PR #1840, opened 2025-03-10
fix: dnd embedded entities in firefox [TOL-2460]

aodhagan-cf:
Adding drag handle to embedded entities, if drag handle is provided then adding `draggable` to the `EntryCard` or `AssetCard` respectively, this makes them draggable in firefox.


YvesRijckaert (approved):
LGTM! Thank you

Instructions for the task - Reproduce exactly the lines from the beginning of the entries above up to and including the line that contains "Adding drag handle".

Solution below -
PR #1840, opened 2025-03-10
fix: dnd embedded entities in firefox [TOL-2460]

aodhagan-cf:
Adding drag handle to embedded entities, if drag handle is provided then adding `draggable` to the `EntryCard` or `AssetCard` respectively, this makes them draggable in firefox.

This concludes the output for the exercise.